Languages Canada steady in 2014

25 June, 2015

The number of international students enrolled at Languages Canada schools grew by around six per cent to 137,416 in 2014, but with an increase in member programmes equated to a same-level performance, according to a report released by the association this week.

In the report, based on the results of a survey completed by all 225 member schools conducted in February, Languages Canada said the sector generated a minimum of CAN$1.48 billion (US$1.19 billion) in export revenues for the Canadian economy.

The association said the increase of around 8,000 students in the 2014 survey was in part due to a membership increase – there were an additional 13 schools at the time of the latest survey. Nonetheless, last year represented a stabilisation after a 10 per cent decline in 2013.

Brazil overtook Japan in 2014 to become the largest source country for the first time, accounting for 20,128 students – a 14 per cent increase compared with the previous year. Japan grew by over 11 per cent to 20,081 students. The top five was completed by China (17,865), Korea (15,571) and Saudi Arabia (10,497).

However, the association said the impact of federal visa regulations implemented in 2014, uncertainty in regulatory outcomes in British Columbia and Quebec and compliance costs in Ontario were continuing to challenge the sector and restrict further growth.

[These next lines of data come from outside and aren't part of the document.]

PR #1406, opened 2022-01-11
FE selenium test: move book library to json

Malar-Natarajan:
for: https://app.zenhub.com/workspaces/openstax-unified-5b71aabe3815ff014b102258/issues/openstax/unified/1796

FE selenium test: move book library to json


Malar-Natarajan:
@gregfitch please review when you get a chance

pytest-selenium/utils/utility.py
```diff
@@ -3,6 +3,7 @@
 from __future__ import annotations
 
 from enum import Enum
+import json
```
gregfitch, line 6: switch the import from the full package to just the `loads` function (`from json import loads`), unless you plan to use more from the `json` library (then the import should be moved above `enum` as full packages should be before select function imports (`from ... import ...` )

gregfitch (changes requested):

pytest-selenium/utils/utility.py
Malar-Natarajan: @gregfitch updated

pytest-selenium/utils/utility.py
```diff
@@ -209,291 +210,10 @@ def page_highlights(cls, driver) -> int:
...
-        "us-history": {
-            "default_page": "1-introduction",
-            "search_term": "PATRIOTS",
-            "chapter_search_results_total": 20,
-            "rkt_search_results_total": 0,
-        },
-    }
+    # Read the books details from books.json file
+    book_details = open("/Users/malar/Rex/rex-web/pytest-selenium/utils/books.json", "r")
+    books = json.loads(book_details.read())
```
gregfitch, line 215: Since you modified the import, this should be `loads(` instead of `json.loads(`; I expect this to throw a `NameError` unless JSON is imported elsewhere before it gets to the utilities file.

Malar-Natarajan: yes my bad. corrected now @gregfitch

gregfitch (approved):

PR #1411, opened 2022-01-18
Faster index page prerender

Dantemss:
For: openstax/unified#1795
Speeds up prerendering of index pages by making a single reference pass instead of 1 pass per reference
This can be rebased to master and merged independently of the rest of the prerendering speedup work.


Dantemss:
Going to revert so we can merge this into master instead

PR #1418, opened 2022-01-25
Combine content version and archive version update scripts (WIP)

bethshook:
for: openstax/unified#1771


script/update-archive-version.ts
```diff
@@ -35,22 +59,26 @@ async function updateArchiveVersion() {
   );
 
   const newBookLoader = makeUnifiedBookLoader(
-    createArchiveLoader(args.newArchive, {
+    createArchiveLoader(`${REACT_APP_ARCHIVE_URL_BASE}${args.pipelineVersion}`, {
```
TomWoodward, line 62: since the other script is no longer callable, shouldn't this pipeline version default to the current version to handle the situation where you just want to update content with no pipeline change?

script/update-content-versions-and-check-for-archived-slugs.ts
```diff
@@ -1,81 +1,50 @@
...
-
   // tslint:disable-next-line: no-console
-  console.log(`updated ${title} and added ${newRedirectionsCounter} new redirections`);
+  console.log(`updated ${title}`);
 }
 
-processBook().catch(() => {
-  process.exit(1);
-});
+export default processBookVersionUpdate;
```
TomWoodward, line 50: if this script is no longer callable, please move it to the utils directory

script/update-content-versions-and-check-for-archived-slugs.ts
```diff
@@ -1,81 +1,50 @@
...
+export interface SimpleBook {
+  bookId: string;
+  versionNumber: string;
+}
 
 const booksPath = path.resolve(__dirname, '../src/config.books.json');
 
-const bookLoader = makeUnifiedBookLoader(
-  createArchiveLoader(REACT_APP_ARCHIVE_URL, {
+const bookLoader = (newArchiveUrl?: string) => makeUnifiedBookLoader(
```
TomWoodward, line 16: oh i see maybe this is the defaulting i was asking about in the other place

script/update-content-versions-and-check-for-archived-slugs.ts
```diff
@@ -1,81 +1,50 @@
...
+  createArchiveLoader((newArchiveUrl || REACT_APP_ARCHIVE_URL), {
     archivePrefix: ARCHIVE_URL,
   }),
   createOSWebLoader(`${ARCHIVE_URL}${REACT_APP_OS_WEB_API_URL}`)
 );
 
-async function updateRedirections(bookId: string, currentVersion: string, newVersion: string) {
```
TomWoodward, line 25: oh i see you removed this from here, never mind the other comment

script/update-archive-version.ts
```diff
@@ -35,22 +59,26 @@ async function updateArchiveVersion() {
...
-  const bookEntries = Object.entries(BOOKS);
-
-  console.log('Preparing books...');
+  for (const book of booksToUpdate) {
+    await processBookVersionUpdate(book, `${REACT_APP_ARCHIVE_URL_BASE}${args.pipelineVersion}`);
+  }
+  const bookEntries = Object.entries(BOOKS_CONFIG);
 
+  console.log('Preparing redirects...');
   for (const [bookId, { defaultVersion }] of bookEntries) {
```
TomWoodward, line 75: shouldn't it skip everything not specified in `booksToUpdate` if there is no updated pipeline?

TomWoodward (changes requested):

script/update-archive-version.ts
bethshook: this doesn't run if there's no updated pipeline (see lines 39–47)

script/update-archive-version.ts
```diff
@@ -35,22 +59,26 @@ async function updateArchiveVersion() {
...
     }),
     osWebLoader
   );
 
   const updateRedirectsPromises: Array<() => Promise<[BookWithOSWebData, number]>> = [];
-  const bookEntries = Object.entries(BOOKS);
-
-  console.log('Preparing books...');
+  for (const book of booksToUpdate) {
+    await processBookVersionUpdate(book, `${REACT_APP_ARCHIVE_URL_BASE}${args.pipelineVersion}`);
```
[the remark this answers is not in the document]
bethshook: I removed the redirect logic from the old script so it only runs here

script/update-archive-version.ts
```diff
@@ -2,27 +2,52 @@
...
+
+  if (args.pipelineVersion === REACT_APP_ARCHIVE && !booksToUpdate.length) {
+    console.log('Current and new archive url are the same. No books need version updates. Skipping...');
     return;
+  } else if ((!args.pipelineVersion || args.pipelineVersion === REACT_APP_ARCHIVE) && booksToUpdate.length) {
+    console.log('Current and new archive url are the same. Processing content version updates...');
+    for (const book of booksToUpdate) {
+      await processBookVersionUpdate(book);
+    }
+    return;
```
TomWoodward, line 48: but.. then this doesn't hit the redirect saving right?

TomWoodward (changes requested):

script/update-archive-version.ts
```diff
@@ -34,17 +53,26 @@ async function updateArchiveVersion() {
...
 
   console.log('Preparing books...');
+  for (const book of booksToUpdate) {
+    await processBookVersionUpdate(book, updatePipeline ? newArchiveUrl : undefined);
+  }
+  const bookEntries = updatePipeline
+    ? Object.entries(BOOKS_CONFIG)
+    : Object.entries(BOOKS_CONFIG).filter((entry) =>
+      booksToUpdate.map((b) => b.bookId).find((id) => id === entry[0])
+    );
```
bethshook, line 75: @TomWoodward maybe you can suggest a cleaner way to filter the config for books on the booksToUpdate list

TomWoodward (changes requested):
don't forget to update the concourse job that calls update-content-versions-and-check-for-archived-slugs to do the new script

script/update-archive-version.ts
```diff
@@ -2,29 +2,48 @@
...
+  const booksToUpdate = booksReceived.length
+    ? getBooksToUpdate(booksReceived).filter(isDefined)
+    : [];
+
+  if (!updatePipeline && !booksToUpdate.length) {
+    console.log('Current and new archive url are the same. No books need version updates. Skipping...');
     return;
   }
 
+  const newArchiveUrl = `${REACT_APP_ARCHIVE_URL_BASE}${args.pipelineVersion}`;
```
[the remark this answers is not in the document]
TomWoodward: oh i see because for the non-pipeline update you construct a different one [here](https://github.com/openstax/rex-web/pull/1418/files#diff-36084040e5187727e1bf828bd23b4a032f998045a260bbb8f630306b0a38c9d5R16)... hmm... you could probably just move that here and pass it in, its almost duplicated code

TomWoodward (changes requested):

script/update-archive-version.ts
```diff
@@ -2,26 +2,45 @@
...
-async function updateArchiveVersion() {
-  if (args.newArchive === REACT_APP_ARCHIVE) {
-    console.log('Current and new archive url are the same. Skipping...');
+const getBooksToUpdate = (books: string[]) => books.map((book) => {
+  const bookId = book.split('@')[0];
+  const versionNumber = book.split('@')[1];
+  const { defaultVersion } = BOOKS_CONFIG[bookId] || {};
+  return defaultVersion === versionNumber
+    ? undefined
+    : [bookId, {defaultVersion: versionNumber}] as [string, {defaultVersion: string}];
```
TomWoodward, line 31: this is fine, you can also do `tuple(bookId, {defaultVersion: versionNumber})` but.... oh we don't have that helper in this project... its like this

```
 export const tuple = <T extends any[]>(...args: T): T => args
```

its just a quick thing to get out of sprinkling `as [the same thing i just wrote]` all over

script/update-archive-version.ts
```diff
@@ -2,26 +2,45 @@
...
+async function updateArchiveAndContentVersions() {
+  const updatePipeline = args.pipelineVersion && args.pipelineVersion !== REACT_APP_ARCHIVE;
+  const newArchiveUrl = updatePipeline ? `${REACT_APP_ARCHIVE_URL_BASE}${args.pipelineVersion}` : REACT_APP_ARCHIVE_URL;
+  const booksReceived = args.contentVersion
+    ? (typeof args.contentVersion === 'string' ? [args.contentVersion] : args.contentVersion)
+    : [];
+  const booksToUpdate = booksReceived.length ? getBooksToUpdate(booksReceived).filter(isDefined) : [];
+
+  if (!updatePipeline && !booksToUpdate.length) {
+    console.log('Current and new archive url are the same. No books need version updates. Skipping...');
```
TomWoodward, line 43: it wouldn't suck to have this exit a non-zero code... seems like it would be a bug if something tried to run this with no args

script/update-archive-version.ts
```diff
@@ -35,16 +54,24 @@ async function updateArchiveVersion() {
...
   );
 
   const updateRedirectsPromises: Array<() => Promise<[BookWithOSWebData, number]>> = [];
-  const bookEntries = Object.entries(BOOKS);
 
   console.log('Preparing books...');
+  for (const book of booksToUpdate) {
+    await processBookVersionUpdate({
+        bookId: (book[0] as string),
+        versionNumber: (book[1] as {defaultVersion: string}).defaultVersion,
```
TomWoodward, line 69: do these need the cast since you added the typing on line 31?

script/utils/update-content-versions.ts
```diff
@@ -0,0 +1,50 @@
...
+}
+
+const booksPath = path.resolve(__dirname, '../../src/config.books.json');
+
+const bookLoader = (newArchiveUrl: string) => makeUnifiedBookLoader(
+  createArchiveLoader(newArchiveUrl, {
+    archivePrefix: ARCHIVE_URL,
+  }),
+  createOSWebLoader(`${ARCHIVE_URL}${REACT_APP_OS_WEB_API_URL}`)
+);
```
TomWoodward, line 21: i think you were going to move this and use the newBookLoader from the other file passed in right? maybe you just haven't gotten to that change yet

script/utils/update-content-versions.ts
```diff
@@ -0,0 +1,50 @@
...
+    console.log(`${bookId} already at desired version.`);
+    return;
+  }
+
+  const { title, version } = await bookLoader(newArchive)(bookId, newVersion)
+    .catch((error) => {
+      // tslint:disable-next-line: no-console max-line-length
+      console.log(`error while loading book ${bookId} with version ${newVersion} using pipeline ${newArchive || REACT_APP_ARCHIVE_URL}`);
+      throw error;
+    });
```
TomWoodward, line 39: actually do you even need to load this? isn't the loaded version the same as the input version? and the title is just for debug output.

we don't necessarily have to validate that the book exists, because the PR checks will get it. maybe you can actually remove this?

TomWoodward (changes requested):

TomWoodward (approved):

PR #1436, opened 2022-02-07
Escape the title and description attributes in meta tags

Dantemss:
For: https://github.com/openstax/unified/issues/1778


bethshook (approved):

Dantemss:
This change requires pre-rendering to be visible so we'll have to merge it before UX/QA review so it goes through the pre-rendering process for some future release.

PR #1444, opened 2022-02-10
catch errors that happen outside of the normal error boundary

jivey:
For: https://github.com/openstax/unified/issues/1785


src/app/messages/SimpleMessageProvider.tsx
```diff
@@ -0,0 +1,27 @@
...
+import createIntl from './createIntl';
+
+// tslint:disable-next-line:variable-name
+const SimpleMessageProvider = (props: { children?: React.ReactNode }) => {
+  const [intl, setIntl] = useState<IntlShape | null>(null);
+
+  useEffect(() => {
+    const setUpIntl = async() => {
+      const languageWithCode = window!.navigator.language || 'en-US';
+      const language = new (Intl as any).Locale(languageWithCode).language;
```
jivey, line 12: The type for this is available in Typescript 4.5, so I figured it was desirable to wait to upgrade rather than pull in a package like `@formatjs/intl-locale`. But I can still pull that in, or regex it out instead.

TomWoodward: if its on `window.Intl` you may just need to change `src/typings/global.d.ts` to expose it

we have some awkward typing going on around the browser globals to avoid them being defined when they shouldn't in ssr

TomWoodward (changes requested):

src/app/messages/en/modalErrorText.ts
```diff
@@ -1,4 +1,4 @@
 export const bodyWithLink = `
-  We're not quite sure what went wrong. Refresh the page. If this doesn't solve
+  We're not quite sure what went wrong. Restart your browser. If this doesn't solve
```
bethshook, line 2: For Spanish, replace "Actualice la página." with "Reinicia el navegador."

jivey: Thanks!

src/app/errors/components/ErrorBoundary.spec.tsx
```diff
@@ -41,4 +54,17 @@ describe('ErrorBoundary', () => {
     );
     expect(Sentry.captureException).toHaveBeenCalled();
   });
+
+  it('captures unhandled rejected promises', () => {
+    const tree = renderer.create(<TestContainer>
```
bethshook, line 59: maybe this doesn't matter here but <ErrorBoundary> would not normally be wrapped in this container since TestContainer includes Services and MessageProvider

jivey: I think the ErrorBoundary needs the MessageProvider, I'm not sure if that's always been the case, but it complains if I remove it

bethshook: Yeah, it's probably fine for the purposes of this test - it just technically should be using your new SimpleMessageProvider since ErrorBoundary falls outside of the normal MessageProvider (which gets its language from whatever book is loaded)

src/app/errors/components/ErrorBoundary.tsx
```diff
@@ -56,6 +60,18 @@ class ErrorBoundary extends React.Component<Props, State> {
     this.props.recordError(error);
   }
 
+  public componentDidMount() {
+    if (windowDefined()) {
+      window?.addEventListener('unhandledrejection', this.handleRejection);
```
TomWoodward, line 65: if you just do the `typeof` check here in the if statement, you won't need the `?`, i don't love the creation of the extra code path

TomWoodward (changes requested):

src/helpers/PromiseCollector.spec.ts
```diff
@@ -58,4 +58,14 @@ describe('PromiseCollector', () => {
       done();
     });
   });
+
+  it('swallows errors when removing promises with .finally', async() => {
+    // The "fail" case of this test is with a process exit code
```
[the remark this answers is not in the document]
jivey: I had wondered the same, and found out something interesting: jest creates its own process so it can attach handlers, which makes it difficult/awkward to work around. I found some interesting looking suggestions on the jest issue, like https://github.com/facebook/jest/issues/5620#issuecomment-761879230 and https://github.com/facebook/jest/issues/5620#issuecomment-998716759 but wasn't sure we'd want to complicate the test suite like that. I could explore it more though and try to find something that feels like a good fit.

TomWoodward (approved):
this looks good, but needs conflicts resolved

Malar-Natarajan:
@jivey looks like this is having merge conflicts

“This year’s report shows how growth and innovation are directly impacted by policy, or the absence of policy, causing uncertainty in the market. If Canada had continued without change in government policy in 2012, we should have welcomed close to 160,000 international language students in the country in 2014, based on global growth rates, not the 137,416 reported in this survey,” said Gonzalo Peralta, Executive Director of Languages Canada.

The 2014 total was below the figure of approximately 143,000 recorded by the association’s members in 2012.

Sharon Curl, President of Languages Canada, said,  “We are hopeful that the results of this report will support the creation of better policy for the sector in Canada and help generate further awareness about the value of language in the context of education, trade immigration and the workforce.”   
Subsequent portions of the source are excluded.